PR #948, opened 2023-08-10
Update osm tags

lalver1:
Updates crossing island tags, adds crossing_ref tag, updates flashing lights tags, and updates traffic island tags.


KlaasH (approved):
Looks good to me :+1:
My test run with the new code worked fine, and made the score for my test area in Manhattan go up slightly, which seems consistent with taking in more information about pedestrian-friendly infrastructure.

PR #949, opened 2023-08-10
Update quantile

lalver1:
Replaced the quantile function from https://github.com/tvondra/quantile.git with the postgresql built-in PERCENTILE_CONT.


KlaasH (changes requested):
This looks good, and it's always nice to remove a dependency.
There are a couple more references that should be removed as well:
- The `CREATE EXTENSION` statement in [`setup_database.sh`](https://github.com/azavea/pfb-network-connectivity/blob/620a5f4dc975891aa3b1266ced3f331fc17de19d/src/analysis/scripts/setup_database.sh#L61) (which throws an error in the analysis, though it's getting ignored, so it doesn't actually get in the way)
- The requirements list item in [README.LOCAL-ANALYSIS.md](https://github.com/azavea/pfb-network-connectivity/blob/620a5f4dc975891aa3b1266ced3f331fc17de19d/README.LOCAL-ANALYSIS.md)
- The environment variable and installation command in [Dockerfile.remote-db](https://github.com/azavea/pfb-network-connectivity/blob/620a5f4dc975891aa3b1266ced3f331fc17de19d/src/analysis/Dockerfile.remote-db).  Actually I'm not sure whether that dockerfile is in use these days.  It was created quite a while ago and if no one is using it or anticipates using it, we could potentially just get rid of it rather than updating it.

Other than those stray references, this looks good.  I ran a test analysis (a smallish chunk of Manhattan) and the updated one looked right.

KlaasH:
I've applied the fixups noted above and tested locally.  Since this is coming from a fork, I can't push to the original branch, and rather than make a new PR from a new branch, I'm going to just merge this then push my commit to develop.

KlaasH (approved):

## EXERCISE INSTRUCTIONS
For this exercise, write out all of the data exactly.

## EXERCISE OUTPUT
PR #948, opened 2023-08-10
Update osm tags

lalver1:
Updates crossing island tags, adds crossing_ref tag, updates flashing lights tags, and updates traffic island tags.


KlaasH (approved):
Looks good to me :+1:
My test run with the new code worked fine, and made the score for my test area in Manhattan go up slightly, which seems consistent with taking in more information about pedestrian-friendly infrastructure.

PR #949, opened 2023-08-10
Update quantile

lalver1:
Replaced the quantile function from https://github.com/tvondra/quantile.git with the postgresql built-in PERCENTILE_CONT.


KlaasH (changes requested):
This looks good, and it's always nice to remove a dependency.
There are a couple more references that should be removed as well:
- The `CREATE EXTENSION` statement in [`setup_database.sh`](https://github.com/azavea/pfb-network-connectivity/blob/620a5f4dc975891aa3b1266ced3f331fc17de19d/src/analysis/scripts/setup_database.sh#L61) (which throws an error in the analysis, though it's getting ignored, so it doesn't actually get in the way)
- The requirements list item in [README.LOCAL-ANALYSIS.md](https://github.com/azavea/pfb-network-connectivity/blob/620a5f4dc975891aa3b1266ced3f331fc17de19d/README.LOCAL-ANALYSIS.md)
- The environment variable and installation command in [Dockerfile.remote-db](https://github.com/azavea/pfb-network-connectivity/blob/620a5f4dc975891aa3b1266ced3f331fc17de19d/src/analysis/Dockerfile.remote-db).  Actually I'm not sure whether that dockerfile is in use these days.  It was created quite a while ago and if no one is using it or anticipates using it, we could potentially just get rid of it rather than updating it.

Other than those stray references, this looks good.  I ran a test analysis (a smallish chunk of Manhattan) and the updated one looked right.

KlaasH:
I've applied the fixups noted above and tested locally.  Since this is coming from a fork, I can't push to the original branch, and rather than make a new PR from a new branch, I'm going to just merge this then push my commit to develop.

KlaasH (approved):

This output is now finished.